» Materials provided:
┄┄┄┄┄┄

PR #661, opened 2026-08-11
Add group interpolation for allowing `IN` usage

ptoffy:


Tests/PostgresNIOTests/New/PostgresQueryTests.swift
```diff
@@ -97,6 +97,91 @@ final class PostgresQueryTests: XCTestCase {
         XCTAssertEqual(query.binds.bytes, expected)
     }
 
+    func testStringInterpolationWithGroup() throws {
+        let ids = [1, 2, 3]
+
+        let query: PostgresQuery = "SELECT * FROM foo WHERE id IN (\(group: ids));"
```
MahdiBM, line 103: I'd agree it's not the most-discoverable thing in Postgres to find out and know, but I'd say the better syntax here would be:

```sql
WHERE id = any(\(ids))
```

It also won't care if the array is empty. IIRC the `IN` syntax would throw an error or something.

Sources/PostgresNIO/New/PostgresQuery.swift
```diff
@@ -88,6 +88,26 @@ extension PostgresQuery {
...
 
+        @inlinable
+        public mutating func appendInterpolation<Value: PostgresThrowingDynamicTypeEncodable>(group: some Collection<Value>) throws {
+            var first = true
+            for value in group {
+                if first { first = false } else { self.sql.append(", ") }
+                try self.binds.append(value, context: .default)
+                self.sql.append(contentsOf: "$\(self.binds.count)")
+            }
+        }
```
MahdiBM, line 99: This is fine but if we could instead find a way to instruct users to simply use the `= any` syntax, that'd be the optimal solution IMO. It will be only 1 bind for PostgresNIO to append, and a smaller `String` to create.

I don't know what PostgresNIO likes to do in these situations, but I'd personally pre-reserve a minimum amount of required `String` space as well. e.g. assume each bind is of minimum length (`$1` -> 2) and also count the `, `s. But of course Fabian's opinion is the one that actually matters.

gwynne: It has been my experience that `= ANY(<array bind>)` is massively more efficient in Postgres, both for bindings overhead and query execution.

FranzBusch (commented):
I agree with the points from @MahdiBM and @gwynne. I don't think we should add this as a helper for `IN` but it still has value (more below).

`= ANY(\(ids))` already works today. `Array` conforms to `PostgresEncodable` when its element conforms to `PostgresArrayEncodable`, so an array binds as a single native Postgres array. This PR adds new public API for something the library can already do, and the new way is less efficient.

There is one more problem that hasn't been mentioned yet. `IN ($1, $2, $3)` produces a different SQL string for every number of elements. Every cache that is keyed on the query text sees a new statement. That affects the server side plan cache and our own prepared statement API. A user that pages through ID lists of varying length will fill up those caches. `= ANY($1)` is always a single statement.

The empty case is also broken. The test asserts this SQL:

```swift
XCTAssertEqual(query.sql, "SELECT * FROM foo WHERE id IN ();")
```

AFAIK `IN ()` is a syntax error in Postgres. We should enforce at runtime that this isn't possible.

That said, group interpolation is useful for cases that `= ANY` can't express: multi row inserts, row and composite comparisons, and element types that have no array OID. I would reframe it around those cases. I would also rename the label, since `group` says very little at the call site; `list` or `values` reads better. And please document that users should prefer `= ANY` for `IN`, and mention the statement cache behaviour.

Two smaller notes on the code itself. The new API has no doc comments, and it is missing the `context:` overload that the single value interpolation has, so users can't pass a custom JSON encoder. 

@fabianfett WDYT?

┄┄┄┄┄┄

» Task details: Using the data above, repeat exactly the lines that begin at the line with "gwynne: It has" and end at the line with "I agree with", both ends included.

» Solution:
gwynne: It has been my experience that `= ANY(<array bind>)` is massively more efficient in Postgres, both for bindings overhead and query execution.

FranzBusch (commented):
I agree with the points from @MahdiBM and @gwynne. I don't think we should add this as a helper for `IN` but it still has value (more below).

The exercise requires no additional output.